Meski hasil penelitian tersebut menarik, manfaat untuk mencegah penuaan atau mengatasi penyakit tertentu belum dapat dianggap sebagai bukti bahwa kunyit biru merupakan obat.
5. Penggunaannya Perlu Tetap Bijak
Dalam pengobatan tradisional, kunyit biru digunakan dalam berbagai bentuk, termasuk sebagai bahan ramuan atau pasta. Namun, konsumsi dalam jumlah berlebihan tidak dianjurkan.
Beberapa sumber herbal menyebut penggunaan kunyit biru perlu disesuaikan dengan kondisi tubuh karena dapat menimbulkan keluhan pada sebagian orang, termasuk gangguan pencernaan atau reaksi alergi.
Karena penelitian pada manusia masih terbatas, kunyit biru sebaiknya tidak digunakan sebagai pengganti obat medis. Terutama bagi orang yang memiliki kondisi kesehatan tertentu atau sedang mengonsumsi obat, konsultasi dengan tenaga kesehatan menjadi langkah yang lebih aman.
Kunyit Biru Punya Karakteristik Unik
Kunyit biru memang menarik karena warna, aroma, serta habitatnya berbeda dari kunyit kuning yang lebih umum.
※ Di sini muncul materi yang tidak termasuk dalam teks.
PR #654, opened 2017-12-04
Update to latest Typescript version

Gerrit0:
Simple enough - I just fixed the build errors.


src/lib/utils/options/sources/component.ts
```diff
@@ -33,24 +33,6 @@ export class ComponentSource extends OptionsComponent {
             }
         }
     }
-
-    private removeComponent(component: AbstractComponent<any>) {
```
aciccarello: Why was this method removed?

Gerrit0: It was breaking the build as it was defined, but never used: from #641:

```text
src/lib/utils/options/sources/component.ts(37,13): error TS6133: 'removeComponent' is declared but its value is never read.
```

aciccarello: Ah, I see. I probably should review this class to ensure that there is not an implementation bug here before I merge the PR.

aciccarello: Looks like `removeComponent` should have been called in `onComponentRemoved`. I probably should put together a separate PR and do some testing. Looks like the minimal theme triggers removing components.

https://github.com/TypeStrong/typedoc/blob/6edcbd53e0c85a063bb91cb6732ced7c21e44007/src/lib/output/themes/MinimalTheme.ts#L21-L24

There also looks to be some bugs in `removeComponent` (i.e. `slice` on this array will do nothing).

https://github.com/TypeStrong/typedoc/blob/6edcbd53e0c85a063bb91cb6732ced7c21e44007/src/lib/utils/options/sources/component.ts#L40-L42

RangerMauve:
What's blocking this PR? Is there anything I could do to help move it forward?

Gerrit0:
I believe now that #664 has been merged, this should be good to go. Unfortunately since the tests on the project right now are completely broken (no useful info if something changes) it's dangerous to merge anything.

RangerMauve:
That's a shame. For now I'm using your fork directly for my project and it appears to be working fine. I don't have a particularly fancy use-case, though.

aciccarello:
There aren't any major blockers right now but I'll want to merge a couple more PRs and do a big dependency update before a release.

bilby91:
Any update on this?

aciccarello:
@Gerrit0 I didn't merge this PR but I wanted to say thanks for figuring out what needed to be changed :heart:

PR #682, opened 2018-01-22
Fix --plugin argument parsing

tomdale:
Currently, the `--plugin` argument simply doesn't work because it tries to treat the provided string as an array. For example, if I pass `--plugin foo`, it will try to load three npm packages named `f`, `o`, and `o` respectively.

This commit changes the option declaration to use the `ParameterType.Array` type, which parses a comma-separated string into an array. It also removes the otherwise-unused `isArray` property from the `DeclarationOptions` interface.

Despite the, err… "enterprise-grade" architecture of Typedoc, I had trouble writing a good test for this. Even with the hyper-abstraction of `Component`s, it's impossible to construct an `Application` without kicking off side-effects in the constructor, and it's non-trivial to instantiate and test other classes (like `PluginHost`) without an `Application`, due to lots of implicit coupling.

That said, I did manage to write a test for this, but it does instantiate an app to do so, which actually tries to load the non-existent npm packages specified in the test. Ideally, it would be possible to test the options declarations of components without having to run the application.

### DIFF
--- a/src/lib/utils/options/declaration.ts
+++ b/src/lib/utils/options/declaration.ts
@@ -26,7 +26,6 @@ export interface DeclarationOption {
     scope?: ParameterScope;
     map?: {};
     mapError?: string;
-    isArray?: boolean;
     defaultValue?: any;
     convert?: (param: OptionDeclaration, value?: any) => any;
 }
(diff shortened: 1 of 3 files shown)


tomdale:
The build is failing due to the issue resolved in #683.

tomdale:
This is passing now after rebasing against `master` with #683 merged.

aciccarello:
Thanks @tomdale!

PR #683, opened 2018-01-22
Upgrade tslint to 5.9.1

tomdale:
A minor release of tslint is currently causing the Typedoc build to fail. The failure is caused by a malformed configuration value that was being silently swallowed before, but causes an exception in tslint 5.9.0 and later.

This PR re-enabled the malformed rule (`max-line-length`) and updates the minimum version of tslint to 5.9.0. To avoid a mega-PR I bumped the maximum line length from 120 to 170, as many lines beyond 120 characters have snuck in since this stopped working.

Given how frustrating it can be for new contributors for builds/tests to fail on a fresh clone, would you be open to including the `yarn.lock` or `package-lock.json` files that are currently in `.gitignore`?

### DIFF
--- a/package.json
+++ b/package.json
@@ -61,7 +61,7 @@
     "grunt-tslint": "^5.0.1",
     "istanbul": "^0.4.1",
     "mocha": "^4.0.0",
-    "tslint": "^5.1.0"
+    "tslint": "^5.9.1"
   },
   "files": [
     "bin",
--- a/src/lib/converter/types/array.ts
+++ b/src/lib/converter/types/array.ts
@@ -18,7 +18,12 @@ export class ArrayConverter extends ConverterTypeComponent implements TypeConver
      */
     supportsType(context: Context, type: ts.TypeReference): boolean {
         // Is there a better way to detect the {"type":"reference","name":"Array","typeArguments":{...}} types that are in fact arrays?
-        return !!(type.flags & ts.TypeFlags.Object) && !!type.symbol && type.symbol.name === 'Array' && !type.symbol.parent && !!type.typeArguments && type.typeArguments.length === 1;
+        return !!(type.flags & ts.TypeFlags.Object)
+          && !!type.symbol
+          && type.symbol.name === 'Array'
+          && !type.symbol.parent
+          && !!type.typeArguments
+          && type.typeArguments.length === 1;
     }
 
     /**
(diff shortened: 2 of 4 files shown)


aciccarello:
Thanks @tomdale. From the limited experience with lock files I've had I haven't found it particularly helpful. I'd be open to adding the `package-lock.json` file though. Can you help me understand the benefits?

tomdale:
@aciccarello Thanks for taking a look at this. The benefit of a lock file is that they encode the set of dependencies used at a particular moment in time, that can be deterministically reproduced in the future.

Let's use this case as an example. As a first time contributor, it was very frustrating to clone TypeDoc from GitHub and have the test suite fail. I wasted a lot of time assuming it was something wrong with my environment, or because I hadn't followed instructions correctly. A lockfile would have prevented this.

The root cause is that the `package.json` specified a version range of  `^5.1.0` for `tslint`, meaning any version equal to or above 5.1.0, but less than 6.0.0—in other words, declaring `tslint` "safe" to upgrade in the 5.x series because it follows Semantic Versioning.

I'm a big fan of SemVer, but particularly in dynamic languages like JavaScript, mistakes can happen. In this case, `tslint@5.9.0` introduced a change that made a previously-ignored malformed configuration value turn into a hard error.

At some point, the set of npm packages on disk was working for a maintainer. But because dependencies release new versions (and their transitive dependencies also release new versions), the set of dependencies I got after cloning and `npm install`ing was different than the set of dependencies _you_ had when you last had a working system.

This is what a lockfile encodes—"here is a set of dependencies that are known to work." The `package.json` asserts what _should_ work; the lockfile asserts what _is known_ to work. The difference may seem subtle, but I hope it's obvious why having a known-good set of dependencies to compare against makes it much easier to debug issues like this.

In this case, I was lucky because it was a single dependency that caused the tests to fail. But I have run into more complex situations in the past where the interaction between two incompatible dependencies caused errors, and if all I want to do is work on a bugfix, having to recreate a working set of dependencies is always time-consuming and sometimes effectively impossible.

*TL;DR*—lockfiles allow you to keep the project working for new contributors, even if incompatible dependencies have been released in the meantime that break the build. They allow you to be intentional about when dependencies get upgraded (and work really well in conjunction with Greenkeeper, which I see is already set up for this repo—awesome!).

I hope this explanation helps. If you have additional questions or concerns, I'm happy to answer them. Lockfiles really have been a godsend for the other open source projects I work on, so consider me just a satisfied customer. :)

Issue #655, opened 2017-12-04
Upgrade TS version


chriskrycho:
Since TypeDoc hooks into the TS version, it can be quite frustrating to use when it's behind by several versions.

I have it running as a pre-commit hook via [husky](https://github.com/typicode/husky), and it's currently failing because I have intentionally (for the sake of the shape of my exports in the `index.ts`) imported some unused items. In TS 2.6 I can ignore those unused items by doing `// @ts-ignore` on the preceding line; but TypeDoc being only at 2.4 can't do that.

Related: is the underlying API being used so unstable that TypeDoc can't treat TS as a peer dependency rather than a direct dependency? It would be great if it was a peer dep with a version requirement for >= whatever the minimum version it needs is.

aciccarello:
@chriskrycho, PR #654 should update the TS version in master. Once that is merged and a release is made the `// @ts-ignore` issue should be resolved.

As to why we can't use peer dependencies, TypeDoc currently relies on some internal TS APIs so it is very unstable. It'd be great if the project could move away from those but that seems like a significant undertaking.

Related #369

chriskrycho:
Makes sense. Thanks!

PR #685, opened 2018-01-23
Typescript Dep change

dfenstermaker:
I am having an issue with the current version in the npm repository. Because there is a version of typescript local to the module, I can't take advantage of the version of typescript I am using. This is breaking my builds. When I remove the local version and fall back to my version of typescript it works great. I removed typescript as a local dep and made it a dev dependency so it installs when developing, then I made it a peer dependency so that it tells those installing it needs a version of typescript installed.

Lastly I threw in a editor config so that no one else contributing has to go back and reformat cause they don't have their editor setup right, like me :)

### DIFF
--- a/.editorconfig
+++ b/.editorconfig
@@ -1,0 +1,13 @@
+# Editor configuration, see http://editorconfig.org
+root = true
+
+[*]
+charset = utf-8
+indent_style = space
+indent_size = 2
+insert_final_newline = true
+trim_trailing_whitespace = true
+
+[*.md]
+max_line_length = 120
+trim_trailing_whitespace = true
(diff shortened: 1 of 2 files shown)


Gerrit0:
See #655 as to why this isn't a safe thing to do - Typedoc relies on internal APIs which are unstable and may change even between minor Typescript versions.

dfenstermaker:
@Gerrit0 makes sense. However, peerDependency would allow for others to try out the latest version of Typescript and see if it still works without waiting on maintainers to do so. The peer dependency could recommend a working version while also allowing the flexibility to try and use another. If the consumer upgrades and breaks then they know it doesn't work for them and that they need to adhere to the recommended version set in the peer dep.

aciccarello:
I'm starting to warm up to the peerDependency idea so long as we make it very clear that it is only guaranteed to work with that exact version. I probably want to wait for a major release to make that change though.

Thanks for the discussion.

PR #687, opened 2018-01-31
fix typedoc for TypeScript 2.7-RC

enko:
All I had to do, was change `ts.Diagnostic[]` to `ReadonlyArray<ts.Diagnostic>`. I tried the build with my private project and seemed fine. The tests went all without a hitch. I had to remove the abstract keyword from the `BaseClass` from the basic examples, because this does not seem to be allowed any more.


aciccarello:
@enko I didn't merge this PR but I wanted to say thanks for figuring out what needed to be changed :heart:

enko:
@aciccarello No Problem at all :-)

I'm glad the dependencies are updated.

PR #705, opened 2018-02-23
Don't write BOM for search index file

bwasty:
The search doesn't work when `search.js` has a BOM - loading it fails with 
```
Uncaught SyntaxError: Invalid or unexpected token
```
See also https://github.com/cginternals/webgl-operate/issues/22.


iamam34:
I've just encountered this issue too, keen for a merge. :+1:

PR #711, opened 2018-03-01
Allow exclusion of directories starting with a dot

### LINKED ISSUE #710: How to exclude .git directory?
I want to generate documentation starting from the root directory of my project. I'm currently using:

    typedoc --out ./docs --excludeExternals --externalPattern "**/node_modules/**" --ignoreCompilerErrors --exclude "**/{__mocks__,\.git,__tests__}/**" --name bitname .

However, .ts files in the git heads are still included in the generated documentation. It's the same without the escape string. Is there any way to achieve this behavior?

colatkinson:
Resolves #710 

Essentially just adds a test for this behavior, and sets `{dot: true}` for the exclude file `Minimatch` instance.

### DIFF
--- a/src/lib/application.ts
+++ b/src/lib/application.ts
@@ -248,7 +248,7 @@ export class Application extends ChildableComponent<Application, AbstractCompone
      */
     public expandInputFiles(inputFiles?: string[]): string[] {
         let files: string[] = [];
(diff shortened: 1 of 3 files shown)


aciccarello:
Thanks for the PR @colatkinson! Sorry I took so long to merge.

Kandungan senyawa bioaktif di dalamnya juga membuat tanaman ini menarik untuk diteliti lebih lanjut.
Meski sejumlah penelitian awal menunjukkan potensi antioksidan dan anti-inflamasi, manfaat kesehatan kunyit biru pada manusia masih membutuhkan penelitian lebih mendalam. Karena itu, penggunaannya sebaiknya tetap dalam batas wajar dan tidak dianggap sebagai obat untuk berbagai penyakit.